My last fact-finding mission in Kigali took me out to Question Coffee, a project of the Relationship Coffee Institute. I’d flown past the Sustainable Harvest Rwanda sign while sitting on the back of a motorcycle (“moto”) on my way home one day, and suddenly made the connection between Sustainable Harvest Coffee Importers and the Question Coffee I had been drinking all summer from cafes around the city. The main café and educational center were not far from me, so I hopped on a moto on one of my last days and set out to experience the “best pour-over coffee in Rwanda” for myself. The Relationship Coffee Institute provides training for women-centric coffee cooperatives that promote transparent trading practices, practices for higher-quality coffee production, and higher prices (and therefore higher worker wages).

Just like many of the organizations I encountered during my time in Rwanda, Question Coffee presents a classic development success-story. I know that for every success-story there are many not-so-successful stories of similar projects. The uncertainties and complexities of development efforts are not new to me, having studied this work since my undergraduate years.

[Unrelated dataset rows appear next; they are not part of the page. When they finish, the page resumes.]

PR #193, opened 2023-02-27
BICAWS-2713: Bug: Changing court date selection doesn't change selected filters

agnieszkazbikowska-madetech:
* add tests to replicate the behaviour in the ticket
* fix types for `customDateFrom` and `customDateTo`
* fix the bug
* create `getCustomDateRangeLabel()` helper function
* create `filterByDateRange()` and `filterByCustomDateRange()` helper functions for cypress
* replace `defaultValue` with `value` for `DateInput`

### DIFF
--- a/cypress/e2e/filter/filterChips.cy.ts
+++ b/cypress/e2e/filter/filterChips.cy.ts
@@ -6,7 +6,7 @@ export function removeFilterChip() {
   cy.get(".moj-filter__tag").should("not.exist")
 }
 
-function filterByDateRange(dateRangeId: string) {
+export function filterByDateRange(dateRangeId: string) {
   cy.get("#date-range").click()
   cy.get(dateRangeId).click()
 }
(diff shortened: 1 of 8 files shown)


cypress/e2e/filter/filterChips.cy.ts
```diff
@@ -6,6 +6,17 @@ export function removeFilterChip() {
   cy.get(".moj-filter__tag").should("not.exist")
 }
 
+export function filterByDateRange(dateRangeId: string) {
+  cy.get("#date-range").click()
+  cy.get(dateRangeId).click()
+}
+
+function filterByCustomDateRange(dateFrom: string, dateTo: string) {
```
C-gyorfi, line 14: I think in most cases, we prefer using arrow functions over "traditional functions", while in some cases, it just a style choice. For instance I like arrow functions because they have a more concise syntax and quite readable. But there are technical differences too:
- const prevents reassignment but `function` not
- arrow functions has to be declared before calling it, while functions can be defined after calling them

nit picking is over :)

agnieszkazbikowska-madetech: It makes sense. I've updated!

PR #195, opened 2023-03-01
Update case list title to match design

C-gyorfi:
### Screenshot
image

### DIFF
--- a/cypress/e2e/index.cy.ts
+++ b/cypress/e2e/index.cy.ts
@@ -287,7 +287,7 @@ describe("Case list", () => {
       cy.get("tr").not(":first").eq(2).get("td:nth-child(7)").contains(`3`).should("exist")
     })
 
-    it.only("should be able to navigate to the case details page and back", () => {
+    it("should be able to navigate to the case details page and back", () => {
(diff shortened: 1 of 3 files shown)


cypress/e2e/index.cy.ts
```diff
@@ -287,7 +287,7 @@ describe("Case list", () => {
       cy.get("tr").not(":first").eq(2).get("td:nth-child(7)").contains(`3`).should("exist")
     })
 
-    it("should be able to navigate to the case details page and back", () => {
+    it.only("should be able to navigate to the case details page and back", () => {
```
agnieszkazbikowska-madetech, line 290: Do we want to keep `only`?

agnieszkazbikowska-madetech (approved):

cypress/e2e/index.cy.ts
C-gyorfi: no :D

C-gyorfi, line 290:
```suggestion
    it("should be able to navigate to the case details page and back", () => {
```

PR #199, opened 2023-03-03
BICAWS-2672: Add a confirmation step and show when a case is unlocked

agnieszkazbikowska-madetech:
**BICAWS-2672 - Add a confirmation step and show when a case is unlocked**

1. create `CaseUnlockedTag` component,
2. create `UnlockConfirmation` component,
3. create `LockedByButton` component,
4. update `LockedByTag` component,
5. create a custom `button--tag` class,
6. create `LockedByText` component,
7. create a `CaseUnlocked` story,
8. update e2e tests for the unlocking case functionality,
9. create `unlockCase` cy helper function,
10. create unit tests for `LockedByText` and `LockedByButton`,
11. create new colour variables,


src/utils/colours.ts
```diff
@@ -1,6 +1,10 @@
 const darkGrey = "#62696D"
+const gdsLightGrey = "#f3f2f1"
+
 const tagBlue = "#e9f1f8"
 const textBlue = "#114e81"
-const gdsLightGrey = "#f3f2f1"
+const navy = "#1D70B8"
```
C-gyorfi, line 6: I think it's nice that we extracted the blue colour, but maybe we could follow the gov UK naming, which is blue? https://design-system.service.gov.uk/styles/colour/

agnieszkazbikowska-madetech:
> Looks good, there is more thing that's on the design: image
> 
> Although, I'm unsure what the behaviour of this is, how long we would display this success badge, maybe a question for designers?

@C-gyorfi this is a very good question. I'll ask in slack. I assumed that this stays there for ever.

src/utils/colours.ts
agnieszkazbikowska-madetech: Thanks for sharing the link. I'll rename `navy` to `blue`.

src/features/CourtCaseList/CourtCaseListEntry.tsx
```diff
@@ -156,6 +165,7 @@ const CourtCaseListEntry: React.FC<Props> = ({ courtCase, currentUser }: Props)
           ) : (
             <LockedByTag lockedBy={errorLockedByUsername} />
           )}
+          {<CaseUnlockedTag isCaseUnlocked={exceptionHasBeenRecentlyUnlocked && triggerHasBeenRecentlyUnlocked} />}
```
C-gyorfi, line 168: I think we'd need check whether the case actually unlocked, something like:
```suggestion
          {<CaseUnlockedTag isCaseUnlocked={exceptionHasBeenRecentlyUnlocked && triggerHasBeenRecentlyUnlocked && !errorLockedByUsername} />}
```

Otherwise users may see something like this:
image

src/features/CourtCaseList/CourtCaseListEntry.tsx
```diff
@@ -107,6 +115,7 @@ const CourtCaseListEntry: React.FC<Props> = ({ courtCase, currentUser }: Props)
           ) : (
             <LockedByTag lockedBy={triggerLockedByUsername} />
           )}
+          {<CaseUnlockedTag isCaseUnlocked={!exceptionHasBeenRecentlyUnlocked && triggerHasBeenRecentlyUnlocked} />}
```
C-gyorfi, line 118: Is it necessary to check !exceptionHasBeenRecentlyUnlocked since there is a separate lock for triggers/errors

agnieszkazbikowska-madetech: It's a result of some experimenting, in same cases I had the badge on 2 things.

What struck me was the presence of a clear ambition for growth amidst a cloud of development fatigue. The positive energy and hope for the future were easy to see: in the recently-opened Kigali Convention Center, in the eagerness of anyone to talk with me about their work, and in the stated objectives of Vision 2020. But my awareness of the fatigue grew slowly, and finally came together during my visit to the Rwandan Genocide Memorial on one of the last days of my stay.

After the Rwandan Genocide, there was a huge influx of foreign aid and direct investment, not just for post-conflict reconstruction, but for broad development efforts in every sector of the country. Now, more than 20 years later, the aid is still coming, growth is still occurring, but for how much longer? In 2011, twenty percent of the country’s gross annual came from foreign aid. Since 2012, foreign direct investment has consistently surpassed 200 million USD annually. Yet, the country also appears to be reconciling with the reality that despite significant amounts of foreign investment, it won’t meet all of its Vision 2020 development goals. An excerpt from a 2018 IMF report on Rwanda’s progress summaries this tension between high growth goals and likely waning foreign development efforts:
“Building on its notable progress toward development objectives, the authorities are crafting a revised medium-term development strategy with the goal of achieving middle income status by 2035. To help achieve this objective, it will be important to regain momentum in mobilizing domestic revenue as a reliable source of financing for development.”
My conversation with Bright Ntare of FONERWA echoed this sentiment. He expressed excitement for all the work the climate fund hopes to achieve, while also acknowledging the significant challenge the country faces: how do we finance green growth when international flows run dry?

1 comment:

  1. Thank you, Esther, for giving your readers a glimpse into this very complex world. A very interesting read, indeed.